Stored entries:

········

PR #301, opened 2026-09-04
fix(vis-core): filter compute shaders incorrectly handled alignment of vec3 columns

froyo-np:
# Fix compute shader handling of vec3 columns

# What
- [x] fixes a potential bug in how vec3 data is handled in webGPU compute shaders - see https://toji.dev/webgpu-best-practices/compute-vertex-data for good background info
- [x] unit tests
# How
- [x] when generating a shader that access vec3 "column" data, instead re-write the shader to access that data as an array of scalars, rather than vectors - such an array magically avoids any alignment problems... accesses of the given column are then re-written to compose vector values manually, using manual indexing calculations.
# Screenshots

# PR Checklist

### DIFF
--- a/packages/core/src/rendering/webgpu/filter/gen.ts
+++ b/packages/core/src/rendering/webgpu/filter/gen.ts
@@ -38,34 +38,37 @@ function parseVecOp(op: VOP) {
     return [aggregation, sop] as ['any' | 'all', OP];
 }
 export function setupExprBuilder(from: string, tables: Tables) {
-    function columnAt(table: string, column: string, indexing: string) {
+    function columnAt(table: string, column: string, indexing: string, swizzle: string | undefined) {
         const type = tables[table][column];
         if (type.startsWith('vec3')) {
             // webGPU can handle vec3 as vertex data (tight 12byte pack) but not in a storage buffer, because why be nice to developers?
             // so we do this silly hack:
+            const offsets: Record<string, string> = { x: '0', y: '1', z: '2' };
+            if (swizzle) {
+                if (swizzle in offsets) {
+                    const offset = offsets[swizzle];
+                    return `${table}_${column}[(${indexing})*3+${offset}]`;
+                }
+            }
             return `${type}(${table}_${column}[(${indexing})*3],${table}_${column}[(${indexing})*3+1],${table}_${column}[(${indexing})*3+2])`;
         }
         // otherwise, be normal about stuff
-        return `${table}_${column}[${indexing}]`;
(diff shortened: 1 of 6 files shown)


packages/core/src/rendering/webgpu/filter/gen.ts
```diff
@@ -15,26 +24,51 @@ function generateOutputStructure(selections: ReadonlyArray<Sel>) {
...
+    return 'i32';
+}
 function parseVecOp(op: VOP) {
     const aggregation = op.substring(0, 3);
     const sop = op.substring(4).split(')')[0];
     return [aggregation, sop] as ['any' | 'all', OP];
 }
-export function setupExprBuilder(from: string) {
+export function setupExprBuilder(from: string, tables: Tables) {
+    function columnAt(table: string, column: string, indexing: string, swizzle: string | undefined) {
```
froyo-np, line 41: here is the important part - 12 byte alignment of data is fine in arrays for vertex buffers, but in storage buffers, the alignment is assumed to be 16 bytes. because of this, we have to interpret arrays of vec3 data as scalars, and do the vector math stuff ourselves. its unclear why WebGPU chooses not to do this for us...

packages/core/src/rendering/webgpu/filter/gen.ts
```diff
@@ -15,26 +24,53 @@ function generateOutputStructure(selections: ReadonlyArray<Sel>) {
...
+        const type = tables[table][column];
+        if (type.startsWith('vec3')) {
+            // webGPU can handle vec3 as vertex data (tight 12byte pack) but not in a storage buffer, because why be nice to developers?
+            // so we do this silly hack:
+            const offsets: Record<string, string> = { x: '0', y: '1', z: '2' };
+            if (swizzle) {
```
Jarbuckle, line 47: Hmm, does swizzling here only support a single accessor, like `A.x` or `A.y`? My understanding of swizzling is that while it technically could include basic indexing, it's really more intended to be used for projections of various kinds, like `A.xy` or `A.zx`. Are those supported?

Jarbuckle (approved):
Just one question in there that doesn't necessarily block anything; otherwise, looking good! Fascinating issue... wonder what the original reason was for such an odd restriction...

packages/core/src/rendering/webgpu/filter/gen.ts
froyo-np: you are completely correct  - most people say 'swizzle' to mean an exotic vector selection like `A.zyx` or what have you. I did initially intend to support such things, but for now, we can only handle simple, single vector component swizzles. This particular case is already limited to vec3's specifically, which is why `w` isn't in the offsets map either.

PR #302, opened 2026-09-09
chore(vis-core): Adding WebGPU Vitest configuration

Jarbuckle:
# chore(vis-core): Adding WebGPU Vitest configuration

# What

Adds a Vitest setup file defining the WebGPU runtime globals (GPUBufferUsage, GPUShaderStage, GPUTextureUsage, GPUColorWrite) and Float16Array, none of which Node provides. The existing filter query path already dereferences GPUBufferUsage, and the WebGPU rendering modules landing in follow-up PRs depend on all of them.

Base of the new WebGPU Rendering System stack; memory, resources, renderer, and the demo page follow.

# PR Checklist


vitest.config.ts
```diff
@@ -1,7 +1,9 @@
+import { fileURLToPath } from 'node:url';
 import { defineConfig } from 'vitest/config';
 
 export default defineConfig({
     test: {
+        setupFiles: [fileURLToPath(new URL('./vitest.setup.ts', import.meta.url))],
```
lanesawyer, line 6: Can this not be just the string?

Docs suggest it'll resolve just fine: https://vitest.dev/guide/learn/setup-teardown.html#setup-files

```suggestion
        setupFiles: ['./vitest.setup.ts']
```

vitest.setup.ts
```diff
@@ -0,0 +1,66 @@
+/**
+ * Vitest global setup. Polyfills typed-array constructors and WebGPU globals that webgpu-utils
+ * references at module-init time but Node hasn't exposed by default yet.
+ *
+ * `Float16Array` is stage-4 ES but in Node 22.x requires the `--js-float16array` flag. We map it
```
lanesawyer, line 5: What about Node 24? Or 26 (which becomes LTS in a few weeks)? Not sure if we can simplify or remove pieces if the newer versions have better support?

lanesawyer (commented):
One simplification and a question

vitest.setup.ts
Jarbuckle: Ahhh, very good callout! It does look like it was released as stable in Node 24, so parts of this may be unnecessary -- sweet!

PR #8104, opened 2019-03-01
Publish helix tests in release

pakrym:
Fixes: https://github.com/aspnet/AspNetCore/issues/8103

### DIFF
--- a/eng/helix/helix.proj
+++ b/eng/helix/helix.proj
@@ -21,6 +21,7 @@
     <EnableAzurePipelinesReporter>false</EnableAzurePipelinesReporter>
     <IsExternal>true</IsExternal>
     <Creator>aspnetcore</Creator>
+    <SkipInvalidConfigurations>true</SkipInvalidConfigurations>
   </PropertyGroup>
 
   <Target Name="Gather" BeforeTargets="Build">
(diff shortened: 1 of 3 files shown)


dougbu (commented):
This certainly looks fine from an efficiency perspective -- release bits tend to run faster. But, `Debug.Assert(...)`s should be consistent. What is the root cause of flakiness related to our assertions?

pakrym:
We can investigate the root cause later when we decide that testing debug builds is a good idea. For now, the goal is to make tests less flaky.

dougbu (approved):
:ok: I'm convinced 😺

HaoK (approved):

eng/helix/helix.proj
```diff
@@ -21,6 +21,7 @@
     <EnableAzurePipelinesReporter>false</EnableAzurePipelinesReporter>
     <IsExternal>true</IsExternal>
     <Creator>aspnetcore</Creator>
+    <SkipInvalidConfigurations>true</SkipInvalidConfigurations>
```
HaoK: We should circle back with the helix sdk folks if we have to turn this back on, its this issue, we can reopen it to track if need https://github.com/dotnet/arcade/issues/1605

PR #8106, opened 2019-03-01
Helix fail if exceptions thrown during test discovery

HaoK:
 - Detail 1
 - Detail 2


HaoK:
Oops meant to do draft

········

**Exercise:** Please give the number of lines in the data above that contain the word "developers", with nothing else.

**Written response:** 2